(WORK REQUEST) From the line below that contains "-69,6 +70,7 @@" to the line that contains "async update(changed: URI[], deleted: URI[], cancelToken", repeat every line exactly, both ends included, and nothing else.

(DATA SUPPLIED)

Issue #788, opened 2022-11-28
Documents are ignored during initial indexing when already opened in an editor during VSCode startup


sailingKieler:
<img width="1407" alt="Bildschirmfoto 2022-11-28 um 12 10 04" src="https://user-images.githubusercontent.com/8513883/204267994-e5173254-e8b3-4f30-8164-545a94472fe3.png">

## Explanation:
* LS `initialized` event causes the workspace manager beginning its initially scan for files, the subsequent start of the initially document build is guarded by https://github.com/langium/langium/blob/5ab46cf82543c75c26750a38cca4b00323fd7b2a/packages/langium/src/workspace/workspace-manager.ts#L79, which here causes a cancelation because of an immediately following
* `onDidOpenTextDocument` event for `trafficlight.statemachine`, which (after canceling previously scheduled build activities) causes the deletion of the previously created langiumDocument and scheduling of a subsequent (still initial) build of that document via https://github.com/langium/langium/blob/5ab46cf82543c75c26750a38cca4b00323fd7b2a/packages/langium/src/workspace/document-builder.ts#L86-L92 that in turn gets canceled at the cancelation check, as a second
* `onDidOpenTextDocument` event for `trafficlightExtended.statemachine` comes in that  (again after canceling previously scheduled build activities) triggers the deletion of the previously created langiumDocument and scheduling of a subsequent (still initial) build of that document. That build will eventually be executed with the document list of `[ trafficlightExtended.statemachine ]`.
As a consequence, `trafficlight.statemachine` has never been built, especially never indexed.
Thus, error markers on that document in the IDE are not up-to-date, and other documents suffer linking errors.

PR #801, opened 2022-12-01
Keep documents in mind after invalidation, re-parse them during build or on access

sailingKieler:
Solves  #788

### DIFF
--- a/packages/langium/src/workspace/document-builder.ts
+++ b/packages/langium/src/workspace/document-builder.ts
@@ -12,7 +12,7 @@ import { AstNode } from '../syntax-tree';
 import { MultiMap } from '../utils/collections';
 import { interruptAndCheck, MaybePromise } from '../utils/promise-util';
 import { IndexManager } from '../workspace/index-manager';
-import { DocumentState, LangiumDocument, LangiumDocuments } from './documents';
+import { DocumentState, LangiumDocument, LangiumDocuments, LangiumDocumentFactory } from './documents';
 
 export interface BuildOptions {
     validationChecks?: 'none' | 'all'
@@ -62,6 +62,7 @@ export type DocumentUpdateListener = (changed: URI[], deleted: URI[]) => void
 export type DocumentBuildListener = (built: LangiumDocument[], cancelToken: CancellationToken) => Promise<void>
 export class DefaultDocumentBuilder implements DocumentBuilder {
     protected readonly langiumDocuments: LangiumDocuments;
+    protected readonly langiumDocumentFactory: LangiumDocumentFactory;
     protected readonly indexManager: IndexManager;
     protected readonly serviceRegistry: ServiceRegistry;
     protected readonly updateListeners: DocumentUpdateListener[] = [];
@@ -69,6 +70,7 @@ export class DefaultDocumentBuilder implements DocumentBuilder {
 
     constructor(services: LangiumSharedServices) {
         this.langiumDocuments = services.workspace.LangiumDocuments;
+        this.langiumDocumentFactory = services.workspace.LangiumDocumentFactory;
         this.indexManager = services.workspace.IndexManager;
         this.serviceRegistry = services.ServiceRegistry;
     }
@@ -79,7 +81,7 @@ export class DefaultDocumentBuilder implements DocumentBuilder {
 
     async update(changed: URI[], deleted: URI[], cancelToken = CancellationToken.None): Promise<void> {
         for (const deletedDocument of deleted) {
-            this.langiumDocuments.invalidateDocument(deletedDocument);
+            this.langiumDocuments.deleteDocument(deletedDocument);
         }
         this.indexManager.remove(deleted);
         for (const changedUri of changed) {
@@ -128,6 +130,12 @@ export class DefaultDocumentBuilder implements DocumentBuilder {
     }
 
     protected async buildDocuments(documents: LangiumDocument[], options: BuildOptions, cancelToken: CancellationToken): Promise<void> {
+        // 0. Parse content
+        //  parsing is done initially for each document, but
+        //  re-parsing after changes reported by the client might have been canceled by subsequent changes, so re-parse now
+        await this.runCancelable(documents, DocumentState.Parsed, cancelToken, doc =>
+            this.langiumDocumentFactory.update(doc)
+        );
         // 1. Index content
         await this.runCancelable(documents, DocumentState.IndexedContent, cancelToken, doc =>
             this.indexManager.updateContent(doc, cancelToken)
--- a/packages/langium/src/workspace/documents.ts
+++ b/packages/langium/src/workspace/documents.ts
@@ -135,6 +135,10 @@ export class DefaultTextDocumentFactory implements TextDocumentFactory {
 
 /**
  * Shared service for creating `LangiumDocument` instances.
+ *
+ * Register a custom implementation if special (additional) behavior is required for your language(s).
+ * Note: If you specialize {@link fromString} or {@link fromTextDocument} you probably might want to
+ * specialize {@link update}, too!
  */
 export interface LangiumDocumentFactory {
     /**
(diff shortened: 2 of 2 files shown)


packages/langium/src/workspace/documents.ts
```diff
@@ -327,6 +355,22 @@ export class DefaultLangiumDocuments implements LangiumDocuments {
...
+        if (langiumDoc) {
+            langiumDoc.state = DocumentState.Changed;
+            langiumDoc.parseResult = {
+                lexerErrors: [],
+                parserErrors: [],
+                value: { // dummy AstNode to have the parseResult properly initialized
+                    $type: 'AstNode',
+                    $document: langiumDoc
+                }
+            };
```
msujew, line 369: Suggestion: I wouldn't put a dummy node here. The user will always have the information, that the document is outdated through the `state` property. Putting a node in here which doesn't fit the constraints of the `LangiumDocument<T>` parameter might lead to runtime errors, if the user tries to access those.

packages/langium/src/workspace/documents.ts
```diff
@@ -304,18 +311,39 @@ export class DefaultLangiumDocuments implements LangiumDocuments {
...
+    }
+
+    protected reloadDocumentContent(outdatedDocument: LangiumDocument) {
+        const newDocument = this.loadDocumentContent(outdatedDocument.uri);
+
+        // wipe out the existing document object...
+        Object.keys(outdatedDocument).forEach(key => delete outdatedDocument[key as keyof LangiumDocument]);
+        // ...and take over all the properties of the newly create one,
+        Object.assign(outdatedDocument, newDocument);
+        (outdatedDocument.parseResult.value as Mutable<AstNode>).$document = outdatedDocument;
```
msujew, line 333: I'm not too happy with this solution, but since we need to keep the original document reference around, I guess there's no better solution? Another way would be to break the API of `LangiumDocumentFactory` to accept a document to override.

sailingKieler: Right. I also tried to add an optional function argument for replacing the call of `DefaultLangiumDocumentFactor.createLangiumDocument(...)` but that messed up the existing API considerably, so I skipped that.

packages/langium/src/workspace/documents.ts
sailingKieler: Do we state somewhere that client code should check the state before accessing the content a document?
I didn't find a hint on that, by now.

> might lead to runtime errors, if the user tries to access those
That's true. Do you have another proposal?
Just leaving the stale content in there feels also error-prone to me. With EMF we proxified the AST in that case...

packages/langium/src/workspace/document-builder.ts
```diff
@@ -119,6 +120,7 @@ export class DefaultDocumentBuilder implements DocumentBuilder {
             e.state = Math.min(e.state, DocumentState.ComputedScopes); // need to re-index potentially linked references
         });
         const docSet = new Set([
+            ...invalid,
```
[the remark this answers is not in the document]
sailingKieler: Right I'll check that.

packages/langium/src/workspace/documents.ts
spoenemann: We should just document that cross-references might not be resolved when you access a document with state < Linked. If you want to do something with a properly linked document, you can hook into the DocumentBuilder phases.

packages/langium/src/workspace/documents.ts
```diff
@@ -304,18 +311,39 @@ export class DefaultLangiumDocuments implements LangiumDocuments {
         let langiumDoc = this.documentMap.get(uriString);
         if (langiumDoc) {
             // The document is already present in our map
-            return langiumDoc;
+            if (langiumDoc.state < DocumentState.Parsed) {
+                this.reloadDocumentContent(langiumDoc);
```
spoenemann, line 315: This change adds implicit behavior to this method, which I would prefer to make explicit: Add a protected method to DocumentBuilder that is called on `Changed` documents, invokes the parser and assigns a new `parseResult`.

packages/langium/src/workspace/documents.ts
spoenemann: I agree with @msujew and propose to modify the properties explicitly:
 - Clear `references`, `precomputedScopes` and `diagnostics` in `invalidateDocument`
 - Also clear the TextDocument reference by using a "private" property instead of a local variable in `DefaultLangiumDocumentFactory.createLangiumDocument`; you can define such a property with a subinterface that is not exported
 - The `parseResult` is kept (see other discussion) and reassigned by the document builder

sailingKieler:
2nd attempt is pushed, main change is the extraction of https://github.com/langium/langium/pull/801/files#diff-eb9d95b72e597e87b07fd5d97f6df837d272c1d3041d298ed617801ab670193aR220-R223, which is used in document creation _and_ update

packages/langium/src/workspace/documents.ts
```diff
@@ -177,21 +191,37 @@ export class DefaultLangiumDocumentFactory implements LangiumDocumentFactory {
...
             $template: true,
-            languageId: services.LanguageMetaData.languageId,
+            languageId: servicesReqistry.getServices(uri).LanguageMetaData.languageId,
             uri,
             text
         });
     }
 
+    update<T extends AstNode = AstNode>(document: LangiumDocument<T>): LangiumDocument<T> {
+        const textDocument = this.textDocuments.get(document.uri.toString()) ?? document.textDocument;
```
msujew, line 212: Suggestion: I believe we should never re-use the existing `document.textDocument` here, since it will always be outdated. We should resort to asking the file system for the text instead, if the document is not in the list of text documents.

msujew (commented):
Looks way better in my opinion 👍

packages/langium/src/workspace/documents.ts
sailingKieler: You're right. I just checked the case of a change event being triggered from outside with no editor being opened in VS code. I that case it's definitely outdated.

packages/langium/src/workspace/documents.ts
```diff
@@ -177,19 +194,61 @@ export class DefaultLangiumDocumentFactory implements LangiumDocumentFactory {
...
+            );
+        else {
+            const documentTemplate = this.createTextDocumentTemplate(document.uri, text);
+            const textDocumentGetter = this.getTextDocumentGetter(documentTemplate);
+            Object.defineProperty(
+                document, 'textDocument', {
+                    get: textDocumentGetter
+                }
+            );
+        }
```
spoenemann, line 226: This is good. Proposal: do the same in `createLangiumDocument` (i.e. define a value property if the text document is already present), then `getTextDocumentGetter` would be used only with a template.

packages/langium/src/workspace/documents.ts
```diff
@@ -327,6 +404,17 @@ export class DefaultLangiumDocuments implements LangiumDocuments {
     }
 
     invalidateDocument(uri: URI): void {
```
spoenemann, line 406: Idea: return `LangiumDocument | undefined` so it's easier to customize in subclasses (same for `deleteDocument`).

packages/langium/src/workspace/documents.ts
```diff
@@ -327,6 +404,17 @@ export class DefaultLangiumDocuments implements LangiumDocuments {
...
+        const langiumDoc = this.documentMap.get(uriString);
+        if (langiumDoc) {
+            langiumDoc.state = DocumentState.Changed;
+            langiumDoc.references = [];
+            langiumDoc.precomputedScopes = undefined;
+            langiumDoc.diagnostics = [];
+        }
+    }
+
+    deleteDocument(uri: URI): void {
```
spoenemann, line 417: Thought: shall we keep the document state intact in this new method? Rationale: the method name does not imply that the content has changed.

spoenemann (commented):
Great work! I only have detail remarks now.

packages/langium/src/workspace/documents.ts
sailingKieler: Actually I thought about doing that for consistency.
But in 99.9999% of the executions the 'get' variant will be used, so I skipped it.
Would you still include it, too?

packages/langium/src/workspace/documents.ts
sailingKieler: Good point!

packages/langium/src/workspace/documents.ts
spoenemann: You are right, but when you get into the unlikely case it's good if the data has the same shape as always.

packages/langium/src/workspace/documents.ts
sailingKieler: Changed it.

packages/langium/src/workspace/documents.ts
```diff
@@ -198,33 +211,97 @@ export class DefaultLangiumDocumentFactory implements LangiumDocumentFactory {
...
+        const languageId = this.serviceRegistry.getServices(uri).LanguageMetaData.languageId;
+        return {
+            $template: true,
+            languageId,
+            uri,
+            text
+        };
+    }
+
+    protected getTextDocumentGetter(template: TextDocumentTemplate): () => TextDocument {
```
spoenemann, line 292: Now to simplify this further, you can remove the `TextDocumentTemplate` type and pass the `uri` and `text` arguments directly to this method.

spoenemann (approved):
:+1:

(SOLUTION TO THIS TASK)
@@ -69,6 +70,7 @@ export class DefaultDocumentBuilder implements DocumentBuilder {
 
     constructor(services: LangiumSharedServices) {
         this.langiumDocuments = services.workspace.LangiumDocuments;
+        this.langiumDocumentFactory = services.workspace.LangiumDocumentFactory;
         this.indexManager = services.workspace.IndexManager;
         this.serviceRegistry = services.ServiceRegistry;
     }
@@ -79,7 +81,7 @@ export class DefaultDocumentBuilder implements DocumentBuilder {
 
     async update(changed: URI[], deleted: URI[], cancelToken = CancellationToken.None): Promise<void> {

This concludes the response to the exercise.